Prescription drug spending remains an important issue to many Americans. According to a poll by the Kaiser Family Foundation, the affordability of prescription drugs is the top health care priority for voters.[1] In response to public outcry, many states have taken up the mantle of improving affordability and access to prescription medications. In 2018, only two states with legislative sessions, South Carolina and Alabama, did not consider legislation with the aim of reducing prescription drug costs or access. Forty-four states[2] introduced bills and twenty-nine states passed legislation to increase oversight of the pharmaceutical industry.

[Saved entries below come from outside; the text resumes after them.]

PR #5121, opened 2017-02-23
Python testlib

jburel:
# What this PR does

Clean up ``testlib`` for first release.
Reduce the number of "import" methods so we do not overload the testing library
This will now be a "public" tool useful to test external app e.g. mapr

# Testing this PR

 * Check if further cleaning is required
 * Check that the tests are still green

# Related reading

See https://trello.com/c/ECAKLbUr/224-omero-testlib

### DIFF
--- a/components/tools/OmeroPy/src/omero/testlib/__init__.py
+++ b/components/tools/OmeroPy/src/omero/testlib/__init__.py
@@ -440,8 +440,8 @@ class ITest(object):
                     for the_t in range(size_t):
                         plane_2d = fromfunction(f, (size_y, size_x),
                                                 dtype=int16)
-                        script_utils.uploadPlane(raw_pixel_store, plane_2d,
-                                                 the_z, the_c, the_t)
+                        script_utils.upload_plane(raw_pixel_store, plane_2d,
+                                                  the_z, the_c, the_t)
                         min_value = min(min_value, plane_2d.min())
                         max_value = max(max_value, plane_2d.max())
                 pixels_service.setChannelGlobalMinMax(pixels_id, the_c,
@@ -450,10 +450,10 @@ class ITest(object):
                 rgba = None
                 if the_c in colour_map:
                     rgba = colour_map[the_c]
-                script_utils.resetRenderingSettings(rendering_engine,
-                                                    pixels_id, the_c,
-                                                    min_value, max_value,
-                                                    rgba)
+                script_utils.reset_rendering_settings(rendering_engine,
+                                                      pixels_id, the_c,
+                                                      min_value, max_value,
+                                                      rgba)
         finally:
             rendering_engine.close()
             raw_pixel_store.close()
--- a/components/tools/OmeroPy/src/omero/testlib/__init__.py
+++ b/components/tools/OmeroPy/src/omero/testlib/__init__.py
@@ -1241,78 +1241,6 @@ class AbstractRepoTest(ITest):
         finally:
             rfs.close()
 
-    def assertWrite(self, mrepo2, filename, ofile):
-        def _write(rfs):
-            try:
-                rfs.write("bye", 0, 3)
-                assert "bye" == rfs.read(0, 3)
-                # Resetting for other expectations
-                rfs.truncate(2)
-                rfs.write("hi", 0, 2)
-                assert "hi" == rfs.read(0, 2)
-            finally:
-                rfs.close()
-
-        # TODO: fileById is always "r"
-        # rfs = mrepo2.fileById(ofile.id.val)
-        # _write(rfs)
-
-        rfs = mrepo2.file(filename, "rw")
-        _write(rfs)
-
-    def assertNoWrite(self, mrepo2, filename, ofile):
-        def _nowrite(rfs):
-            try:
-                pytest.raises(omero.SecurityViolation,
-                              rfs.write, "bye", 0, 3)
-                assert "hi" == rfs.read(0, 2)
-            finally:
-                rfs.close()
-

The Source is publishing a multi-part analysis of these legislative attempts. In our previous post in this series, Drug Importation: The Next Frontier for State-action to Control Prescription Drug Costs, we reviewed state efforts to implement their own drug importation programs. In this post, the second in our review of state efforts to address rising drug prices, we detail state efforts to implement pharmaceutical rate-setting programs.

 

Rate-setting to Control Drug Prices

Rate-setting is a price setting mechanism in which a government agency sets a “ceiling price” for goods or services. Many other countries, including Great Britain, France, Japan, and the Netherlands use rate-setting to establish prices and control overall expenditures for health services. For details on how some of these countries establish rates for pharmaceuticals, see The Source’s issue brief comparing International Drug-Pricing Policies. At the state level, Maryland has an all-payer model that sets rates for all hospital services, but not pharmaceuticals. The Source analyzed Maryland’s experience and what other states, including California, can learn from Maryland’s experience.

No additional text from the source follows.